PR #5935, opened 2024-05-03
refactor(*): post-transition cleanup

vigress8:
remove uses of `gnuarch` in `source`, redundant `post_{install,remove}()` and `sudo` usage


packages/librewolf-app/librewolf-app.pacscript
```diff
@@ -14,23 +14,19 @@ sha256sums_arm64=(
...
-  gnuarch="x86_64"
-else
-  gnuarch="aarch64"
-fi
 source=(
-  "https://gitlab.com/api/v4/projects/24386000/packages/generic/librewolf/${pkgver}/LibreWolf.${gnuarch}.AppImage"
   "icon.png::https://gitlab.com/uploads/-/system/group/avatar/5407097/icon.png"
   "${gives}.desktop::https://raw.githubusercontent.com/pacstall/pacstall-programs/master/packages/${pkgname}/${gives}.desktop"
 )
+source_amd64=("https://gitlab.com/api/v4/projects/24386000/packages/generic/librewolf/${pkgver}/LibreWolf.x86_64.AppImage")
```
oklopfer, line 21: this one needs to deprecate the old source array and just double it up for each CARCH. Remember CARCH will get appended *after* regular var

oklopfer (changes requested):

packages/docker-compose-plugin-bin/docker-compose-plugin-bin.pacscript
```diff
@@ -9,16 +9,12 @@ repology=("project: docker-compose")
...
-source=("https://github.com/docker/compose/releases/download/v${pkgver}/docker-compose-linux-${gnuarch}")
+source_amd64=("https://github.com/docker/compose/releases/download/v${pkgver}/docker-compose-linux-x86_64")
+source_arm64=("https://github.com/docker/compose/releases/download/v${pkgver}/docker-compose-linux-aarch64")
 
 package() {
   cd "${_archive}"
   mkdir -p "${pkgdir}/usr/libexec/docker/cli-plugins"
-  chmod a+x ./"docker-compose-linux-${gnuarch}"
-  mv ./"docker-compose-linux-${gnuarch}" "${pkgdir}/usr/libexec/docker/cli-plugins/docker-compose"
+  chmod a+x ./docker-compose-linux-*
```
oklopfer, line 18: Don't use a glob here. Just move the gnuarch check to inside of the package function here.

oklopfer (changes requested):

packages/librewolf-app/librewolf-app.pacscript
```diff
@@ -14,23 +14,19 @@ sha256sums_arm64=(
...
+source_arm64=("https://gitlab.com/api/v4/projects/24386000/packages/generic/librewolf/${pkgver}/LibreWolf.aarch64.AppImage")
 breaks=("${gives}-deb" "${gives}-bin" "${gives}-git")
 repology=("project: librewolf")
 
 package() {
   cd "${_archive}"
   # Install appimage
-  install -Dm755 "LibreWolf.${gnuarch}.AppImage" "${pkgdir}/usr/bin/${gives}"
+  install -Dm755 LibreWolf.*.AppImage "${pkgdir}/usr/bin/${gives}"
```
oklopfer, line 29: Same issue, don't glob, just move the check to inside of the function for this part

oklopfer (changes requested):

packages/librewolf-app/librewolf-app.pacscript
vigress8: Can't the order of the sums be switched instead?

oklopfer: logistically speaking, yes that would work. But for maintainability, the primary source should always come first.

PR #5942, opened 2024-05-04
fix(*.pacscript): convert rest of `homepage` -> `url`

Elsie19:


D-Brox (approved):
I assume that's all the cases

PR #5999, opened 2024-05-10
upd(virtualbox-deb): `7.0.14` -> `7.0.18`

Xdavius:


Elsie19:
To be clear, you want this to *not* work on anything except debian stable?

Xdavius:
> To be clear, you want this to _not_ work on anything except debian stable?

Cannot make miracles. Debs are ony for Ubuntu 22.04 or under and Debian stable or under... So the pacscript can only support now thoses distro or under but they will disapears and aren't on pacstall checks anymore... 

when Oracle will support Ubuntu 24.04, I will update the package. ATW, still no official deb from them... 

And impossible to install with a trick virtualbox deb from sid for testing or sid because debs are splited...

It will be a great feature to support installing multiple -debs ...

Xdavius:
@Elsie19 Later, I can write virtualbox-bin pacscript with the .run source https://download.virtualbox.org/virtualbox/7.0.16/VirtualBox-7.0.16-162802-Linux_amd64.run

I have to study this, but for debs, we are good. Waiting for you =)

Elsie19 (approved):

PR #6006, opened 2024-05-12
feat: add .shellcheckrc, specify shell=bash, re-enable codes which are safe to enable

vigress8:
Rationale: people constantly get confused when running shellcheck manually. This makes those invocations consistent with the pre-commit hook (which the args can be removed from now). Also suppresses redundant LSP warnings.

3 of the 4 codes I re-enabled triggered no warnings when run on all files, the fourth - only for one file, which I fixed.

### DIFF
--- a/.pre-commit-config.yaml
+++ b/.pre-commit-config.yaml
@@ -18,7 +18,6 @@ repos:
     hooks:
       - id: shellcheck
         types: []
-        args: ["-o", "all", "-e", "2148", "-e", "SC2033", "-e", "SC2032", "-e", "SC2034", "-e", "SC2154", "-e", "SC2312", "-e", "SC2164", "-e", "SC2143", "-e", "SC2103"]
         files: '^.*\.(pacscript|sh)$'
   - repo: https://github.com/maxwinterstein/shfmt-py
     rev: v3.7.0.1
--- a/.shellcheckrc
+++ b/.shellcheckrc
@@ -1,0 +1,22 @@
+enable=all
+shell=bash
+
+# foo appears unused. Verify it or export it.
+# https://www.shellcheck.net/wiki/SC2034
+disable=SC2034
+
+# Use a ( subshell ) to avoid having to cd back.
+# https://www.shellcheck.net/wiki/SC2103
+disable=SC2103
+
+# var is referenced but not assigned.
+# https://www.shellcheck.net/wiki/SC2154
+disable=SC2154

→ **Assignment**: The lines to return are those in the records above that hold the word "wiki".

→ **Exercise response**:
+# https://www.shellcheck.net/wiki/SC2034
+# https://www.shellcheck.net/wiki/SC2103
+# https://www.shellcheck.net/wiki/SC2154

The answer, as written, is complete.